Beneath this line is the data. Output exactly the lines from the line with "Storage v2 auth schema fixes." to the line with "- remove obsolete", both ends included, and nothing more.

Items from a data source
* * * * *
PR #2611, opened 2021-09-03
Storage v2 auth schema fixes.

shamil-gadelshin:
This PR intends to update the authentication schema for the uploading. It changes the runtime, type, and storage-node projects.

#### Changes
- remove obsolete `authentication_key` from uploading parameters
* * * * *
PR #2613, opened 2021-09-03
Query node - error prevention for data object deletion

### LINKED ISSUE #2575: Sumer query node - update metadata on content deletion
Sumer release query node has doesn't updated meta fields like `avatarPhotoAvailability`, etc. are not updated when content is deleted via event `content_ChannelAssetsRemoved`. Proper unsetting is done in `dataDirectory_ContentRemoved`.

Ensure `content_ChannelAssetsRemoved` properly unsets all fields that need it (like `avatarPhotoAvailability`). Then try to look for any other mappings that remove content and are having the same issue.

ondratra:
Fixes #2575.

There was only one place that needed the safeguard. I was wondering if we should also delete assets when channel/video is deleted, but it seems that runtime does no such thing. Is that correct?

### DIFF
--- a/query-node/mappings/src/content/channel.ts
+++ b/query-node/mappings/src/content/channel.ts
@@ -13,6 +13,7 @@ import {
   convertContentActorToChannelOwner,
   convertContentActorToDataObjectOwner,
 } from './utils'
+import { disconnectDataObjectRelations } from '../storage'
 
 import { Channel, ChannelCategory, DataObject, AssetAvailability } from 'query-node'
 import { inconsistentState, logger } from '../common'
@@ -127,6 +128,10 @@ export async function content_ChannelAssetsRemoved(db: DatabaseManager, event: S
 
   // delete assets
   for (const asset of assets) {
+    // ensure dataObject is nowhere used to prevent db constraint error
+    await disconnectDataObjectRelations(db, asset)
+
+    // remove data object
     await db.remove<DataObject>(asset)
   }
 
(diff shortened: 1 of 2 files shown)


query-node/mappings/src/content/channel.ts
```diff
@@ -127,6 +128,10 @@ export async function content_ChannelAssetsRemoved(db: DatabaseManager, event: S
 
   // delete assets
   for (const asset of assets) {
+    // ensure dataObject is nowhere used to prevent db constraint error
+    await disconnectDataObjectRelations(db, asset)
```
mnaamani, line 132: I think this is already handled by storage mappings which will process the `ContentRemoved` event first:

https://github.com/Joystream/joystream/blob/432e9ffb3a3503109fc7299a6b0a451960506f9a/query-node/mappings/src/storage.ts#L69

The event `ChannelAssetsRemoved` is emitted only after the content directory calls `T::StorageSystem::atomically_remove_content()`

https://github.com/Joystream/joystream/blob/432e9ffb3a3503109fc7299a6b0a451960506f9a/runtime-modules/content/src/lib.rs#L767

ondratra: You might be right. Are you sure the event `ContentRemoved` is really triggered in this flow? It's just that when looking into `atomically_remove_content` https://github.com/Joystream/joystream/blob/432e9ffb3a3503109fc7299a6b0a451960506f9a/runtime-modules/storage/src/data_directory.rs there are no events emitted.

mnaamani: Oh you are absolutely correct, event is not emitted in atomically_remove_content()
* * * * *
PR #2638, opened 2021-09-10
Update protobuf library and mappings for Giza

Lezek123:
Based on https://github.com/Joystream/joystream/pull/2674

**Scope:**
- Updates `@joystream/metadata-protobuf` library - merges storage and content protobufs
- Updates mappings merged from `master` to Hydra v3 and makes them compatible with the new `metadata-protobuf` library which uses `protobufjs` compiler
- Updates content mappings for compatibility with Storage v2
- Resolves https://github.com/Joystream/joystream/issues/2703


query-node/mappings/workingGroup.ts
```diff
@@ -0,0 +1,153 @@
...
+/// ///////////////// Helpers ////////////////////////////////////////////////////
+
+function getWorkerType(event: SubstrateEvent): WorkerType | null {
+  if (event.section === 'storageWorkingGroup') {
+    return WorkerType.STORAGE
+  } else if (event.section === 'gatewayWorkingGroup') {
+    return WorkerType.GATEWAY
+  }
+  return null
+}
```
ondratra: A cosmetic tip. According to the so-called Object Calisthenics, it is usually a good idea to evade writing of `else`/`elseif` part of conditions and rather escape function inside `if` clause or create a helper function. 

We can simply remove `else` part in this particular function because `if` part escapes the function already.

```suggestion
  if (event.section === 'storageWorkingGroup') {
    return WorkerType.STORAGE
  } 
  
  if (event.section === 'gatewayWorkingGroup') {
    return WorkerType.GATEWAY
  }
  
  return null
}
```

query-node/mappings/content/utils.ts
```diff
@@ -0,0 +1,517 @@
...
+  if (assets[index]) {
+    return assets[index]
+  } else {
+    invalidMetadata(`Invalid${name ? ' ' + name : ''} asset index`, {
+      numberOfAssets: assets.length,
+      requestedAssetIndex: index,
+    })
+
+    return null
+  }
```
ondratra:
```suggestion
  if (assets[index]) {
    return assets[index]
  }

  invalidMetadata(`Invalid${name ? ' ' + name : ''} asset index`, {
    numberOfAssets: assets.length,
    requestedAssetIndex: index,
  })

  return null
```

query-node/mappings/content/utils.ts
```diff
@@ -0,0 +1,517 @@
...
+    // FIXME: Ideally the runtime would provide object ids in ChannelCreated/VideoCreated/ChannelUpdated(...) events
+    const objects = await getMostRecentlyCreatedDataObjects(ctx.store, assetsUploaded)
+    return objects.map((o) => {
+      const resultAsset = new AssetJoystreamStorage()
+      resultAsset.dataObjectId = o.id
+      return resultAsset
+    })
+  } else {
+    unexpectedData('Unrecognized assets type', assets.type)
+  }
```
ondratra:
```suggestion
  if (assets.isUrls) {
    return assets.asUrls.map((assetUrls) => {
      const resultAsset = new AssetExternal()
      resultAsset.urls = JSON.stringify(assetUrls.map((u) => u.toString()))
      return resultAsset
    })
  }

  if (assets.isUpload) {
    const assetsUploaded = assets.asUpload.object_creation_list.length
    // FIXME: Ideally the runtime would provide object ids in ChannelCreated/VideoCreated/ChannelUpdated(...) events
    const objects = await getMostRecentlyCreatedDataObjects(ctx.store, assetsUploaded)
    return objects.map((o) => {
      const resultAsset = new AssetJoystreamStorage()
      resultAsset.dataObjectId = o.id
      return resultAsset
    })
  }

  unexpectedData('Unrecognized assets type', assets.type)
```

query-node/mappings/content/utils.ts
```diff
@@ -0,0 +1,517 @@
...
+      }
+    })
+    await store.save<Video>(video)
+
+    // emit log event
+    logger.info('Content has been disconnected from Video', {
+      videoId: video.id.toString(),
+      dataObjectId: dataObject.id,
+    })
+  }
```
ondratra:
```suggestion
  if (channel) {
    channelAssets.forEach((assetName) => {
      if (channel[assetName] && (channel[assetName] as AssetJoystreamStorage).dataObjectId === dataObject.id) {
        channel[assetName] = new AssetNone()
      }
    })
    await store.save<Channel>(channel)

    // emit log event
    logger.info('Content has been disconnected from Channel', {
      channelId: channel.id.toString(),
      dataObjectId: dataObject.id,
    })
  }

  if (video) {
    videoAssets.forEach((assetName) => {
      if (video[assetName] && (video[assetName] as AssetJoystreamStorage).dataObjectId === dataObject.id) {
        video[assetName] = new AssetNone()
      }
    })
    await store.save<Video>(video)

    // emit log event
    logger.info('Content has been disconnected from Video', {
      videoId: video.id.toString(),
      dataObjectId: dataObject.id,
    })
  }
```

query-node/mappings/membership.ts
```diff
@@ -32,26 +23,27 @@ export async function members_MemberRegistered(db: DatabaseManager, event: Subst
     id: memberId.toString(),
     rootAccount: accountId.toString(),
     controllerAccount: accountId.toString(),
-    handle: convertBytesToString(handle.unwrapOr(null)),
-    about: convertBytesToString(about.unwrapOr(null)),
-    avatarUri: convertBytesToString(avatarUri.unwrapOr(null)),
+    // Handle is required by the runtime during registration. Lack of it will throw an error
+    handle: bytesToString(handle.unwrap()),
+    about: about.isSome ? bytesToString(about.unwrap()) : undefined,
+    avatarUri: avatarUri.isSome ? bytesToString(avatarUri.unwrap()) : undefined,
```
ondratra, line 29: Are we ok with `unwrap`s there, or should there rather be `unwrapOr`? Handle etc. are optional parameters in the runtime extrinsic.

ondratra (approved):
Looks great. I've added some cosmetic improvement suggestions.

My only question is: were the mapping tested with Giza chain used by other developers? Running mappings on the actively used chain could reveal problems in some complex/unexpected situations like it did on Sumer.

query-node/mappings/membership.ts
* * * * *
**SOLUTION FOR THIS PROBLEM:**
Storage v2 auth schema fixes.

shamil-gadelshin:
This PR intends to update the authentication schema for the uploading. It changes the runtime, type, and storage-node projects.

#### Changes
- remove obsolete `authentication_key` from uploading parameters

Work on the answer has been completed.